PR #165, opened 2021-06-16
Added validation for region during config set/config loading.  

AnirudhPokala:
* We bail out if user enters invalid region during config set multiple times or prompt if found invalid. 

Cases possible:
1) Only Region invalid during config set. -- "we will return an error saying region is invalid".
2) Multiple credentials invalid during config set. -- 
3) Only Region invalid during config loading  -- "we will return an error saying region is invalid".
4) Multiple credentials invalid during config loading.

If only region is invalid during config loading then the output is 
Screenshot 2021-06-16 at 12 51 52 PM

If region is invalid during config set. 
Screenshot 2021-06-16 at 12 54 28 PM

### DIFF
--- a/cmd/config.go
+++ b/cmd/config.go
@@ -193,7 +193,7 @@ func validateUserCredentials(pmk.Config, pmk.Client) error {
 	endpointURL, err1 := pmk.FetchRegionFQDN(ctx, auth)
 	if endpointURL == "" || err1 != nil {
 		RegionInvalid = true
-		zap.S().Debug("Invalid Region entered")
+		zap.S().Debug("Invalid Region")
 		return errors.New("Invalid Region")
 	}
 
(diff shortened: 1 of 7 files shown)


cmd/config.go
```diff
@@ -77,13 +80,17 @@ func configCmdCreateRun(cmd *cobra.Command, args []string) {
 		if err := validateUserCredentials(ctx, c); err != nil {
 
 			if SetConfigByParameters {
-				zap.S().Fatalf("Invalid credentials entered (Username/Password/Tenant), use 'single quotes' to pass password ")
+				if RegionInvalid {
+					zap.S().Fatalf("Invalid credentials entered (Region)")
```
anupbarve, line 84: nit: Invalid Region instead of creds. Here and everywhere below.

cmd/config.go
```diff
@@ -171,15 +178,29 @@ func init() {
...
+
+	// To validate region.
+	endpointURL, err1 := pmk.FetchRegionFQDN(ctx, auth)
+	if endpointURL == "" || err1 != nil {
+		RegionInvalid = true
+		zap.S().Debug("Invalid Region entered")
+		return errors.New("Invalid Region")
+	}
+
+	return nil
```
anupbarve, line 200: I think that the correct way of doing this is :
- Fetch region FQDN (Handle success/failure)
- Use this region FQDN to fetch the keystone token. (Handle success/failure)

anupbarve: Can we also store the region fqdn in config.json ?

anupbarve (changes requested):

cmd/config.go
AnirudhPokala: Creating a new Jira to handle this as discussed.

anupbarve (approved):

● **What is expected**
Print the material above verbatim, first line through the line containing "--- a/cmd/config.go", both included.

● **The answer**
PR #165, opened 2021-06-16
Added validation for region during config set/config loading.  

AnirudhPokala:
* We bail out if user enters invalid region during config set multiple times or prompt if found invalid. 

Cases possible:
1) Only Region invalid during config set. -- "we will return an error saying region is invalid".
2) Multiple credentials invalid during config set. -- 
3) Only Region invalid during config loading  -- "we will return an error saying region is invalid".
4) Multiple credentials invalid during config loading.

If only region is invalid during config loading then the output is 
Screenshot 2021-06-16 at 12 51 52 PM

If region is invalid during config set. 
Screenshot 2021-06-16 at 12 54 28 PM

### DIFF
--- a/cmd/config.go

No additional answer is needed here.